要说她不担心那不是真的,无论掩饰的多么好,她都知道昨天晚上她睡着后他一定是喝了酒的,可是她不能阻止,情绪压抑了太久的人需要一个发泄点,而喝酒,是一个不会伤害到他自己的方式。
不自觉的溢出了一声叹息,想了想,还是决定去厨房给他煮醒酒汤。
楚夕颜走后,原本躺在床上闭着眼睛的楚流云突然睁开了双眸,只是没有动,无言的笑笑,又闭上了眼,这次,却是真的睡着了。
其间楚夕颜又进来过一次,只是望着哥哥那睡着的容颜,浓密的长睫像是画上去的一样,就算是睡着了也是那样的好看,也如沉睡着的单纯的孩童,那样的无害和不设防,便舍不得叫醒他了,只好端着正冒着热气的醒酒汤返回了厨房。
这一觉,却睡到了吃中饭的时候,本来想哥哥多睡一会儿的楚夕颜也忍受不了了,人总不能不吃饭嘛,没办法,只能又端着醒酒汤敲响了楚流云的房门:“哥哥,你起来了吗?”
“嗯,进来吧。

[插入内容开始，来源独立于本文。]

PR #10031, opened 2023-09-13
[Aptos-release-builder] Add printing package metadata to the aptos-release-builder

rahxephon89:
### Description

This PR adds a new subcommand `print-package-metadata` to the aptos-release-builder to print out the package metadata given the package name and the account address.

Usage: aptos-release-builder print-package-metadata --endpoint '\<URL\>' --package-address \<ADDRESS\> --package-name <PACKAGE_NAME> [--print-json]

For instance, when executing the command `aptos-release-builder print-package-metadata --endpoint 'https://mainnet.aptoslabs.com/v1' --package-address 0x1 --package-name AptosFramework`, the output looks like this:

```PackageMetadata:
Package name:AptosFramework
Upgrade policy:compatible
Upgrade number:8
Source digest:DB1749CC57545C1CF4F3099837619D27A1397E7802EF926DE6E1576BC0CC7112
Manifest:
[package]
name = "AptosFramework"
version = "1.0.0"

[addresses]
std = "0x1"
aptos_std = "0x1"
aptos_framework = "0x1"
aptos_token = "0x3"
core_resources = "0xA550C18"
vm_reserved = "0x0"

[dependencies]
AptosStdlib = { local = "../aptos-stdlib" }
MoveStdlib = { local = "../move-stdlib" }

Package Dependency:
PackageDep { account: 0000000000000000000000000000000000000000000000000000000000000001, package_name: "AptosStdlib" }
PackageDep { account: 0000000000000000000000000000000000000000000000000000000000000001, package_name: "MoveStdlib" }
extension:MoveOption { value: [] }
Modules:
Module name:system_addresses
Source code:
...
```
Note that the metadata of each module will also be printed out and they are omitted here.

### DIFF
--- a/aptos-move/aptos-release-builder/src/main.rs
+++ b/aptos-move/aptos-release-builder/src/main.rs
@@ -3,6 +3,7 @@
 
 use anyhow::Context;
 use aptos_crypto::{ed25519::Ed25519PrivateKey, ValidCryptoMaterialStringExt};
+use aptos_framework::natives::code::PackageRegistry;
 use aptos_release_builder::{
     components::fetch_config,
     initialize_aptos_core_path,
@@ -61,6 +62,18 @@ pub enum Commands {
         #[clap(short, long)]
         print_gas_schedule: bool,
     },
+    /// Print out package metadata.
+    PrintPackageMetadata {
+        /// Url endpoint for the desired network. e.g: https://fullnode.mainnet.aptoslabs.com/v1.
+        #[clap(short, long)]
+        endpoint: url::Url,
+        /// The address under which the package is published
+        #[clap(long)]
+        package_address: String,
+        /// The name of the package
+        #[clap(long)]
+        package_name: String,
+    },
 }
 
 #[derive(Subcommand, Debug)]
@@ -84,7 +97,7 @@ pub enum InputOptions {
 }
 
 #[tokio::main]
-async fn main() {
+async fn main() -> anyhow::Result<()> {
     let args = Argument::parse();
     initialize_aptos_core_path(args.aptos_core_path.clone());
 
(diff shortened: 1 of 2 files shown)


runtian-zhou:
This looks great! Can you add an example of the output for aptos framework on mainnet?

rahxephon89:
> This looks great! Can you add an example of the output for aptos framework on mainnet?

Added an example output in the description.

runtian-zhou:
Looks great! this matches the source digest in: https://github.com/aptos-foundation/mainnet-proposals/blob/main/sources/v1.6/step_1_upgrade_framework/3-aptos-framework.move

aptos-move/aptos-release-builder/src/main.rs
```diff
@@ -61,6 +62,18 @@ pub enum Commands {
         #[clap(short, long)]
         print_gas_schedule: bool,
     },
+    /// Print out package metadata.
```
perryjrandall, line 65: Can you add some usage example like from your test plan?

aptos-move/aptos-release-builder/src/main.rs
```diff
@@ -210,14 +216,31 @@ async fn main() {
...
+            package_name,
+        } => {
+            let client = aptos_rest_client::Client::new(endpoint);
+            let address = AccountAddress::from_str_strict(&package_address)?;
+            let packages = client
+                .get_account_resource_bcs::<PackageRegistry>(address, "0x1::code::PackageRegistry")
+                .await?;
+            for package in packages.into_inner().packages {
+                if package.name == package_name {
+                    println!("PackageMetadata:\n{}", package);
```
perryjrandall, line 240: Can we add an option to produce json instead of pretty printing (looks like package metadata already supports serialize / deserialize)

perryjrandall (approved):
LFG amazing

aptos-move/aptos-release-builder/src/main.rs
rahxephon89: done

aptos-move/aptos-release-builder/src/main.rs
rahxephon89: done

davidiw (approved):
overall great!

why did we move from unwrap to result for the main function?

rahxephon89:
> overall great!
> 
> why did we move from unwrap to result for the main function?

Yeah, I just wanted to avoid panic if the input is not good and provide better error message but it is probably fine to keep unwrap there.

”楚流云那带着慵懒的语气从房里传出来,看样子应是刚睡醒的样子。
推开门,就看见楚流云在穿外衣,不同于昨天那件白的不染纤尘的月白锦袍,是一件水云锻的冰蓝色丝质锦袍,他飘然出尘的气质在衣服的衬托下更甚,仿佛是不食人间烟火的谪仙。
“哥哥,喝碗汤吧,补身体哦。”还特意把补身体三个字拖的很长,像是在挪榆报复昨天晚上楚流云用计逼她喝汤一般。
她没有提他昨天晚上喝酒,也没有强调这是醒酒汤,强忍着心中的无奈,笑着说:“快点啊,等下吃饭了。”
楚流云端过那碗热了许多遍的醒酒汤,慢慢的喝着,即使她不说,他也知道这碗汤在叫醒他之前又热过一遍,温度是那样的适中,不烫也不凉。
吃过午饭,楚夕颜就没有再管他了,拿着一把小锄头和几包随身带着的花种,去了竹林边。
而楚流云,看着生气不理他的颜儿,无奈的进屋拿出一把瑶琴,是从颜儿的浅音阁带出来的——焦尾琴,这是她十三岁生日的时候他送的。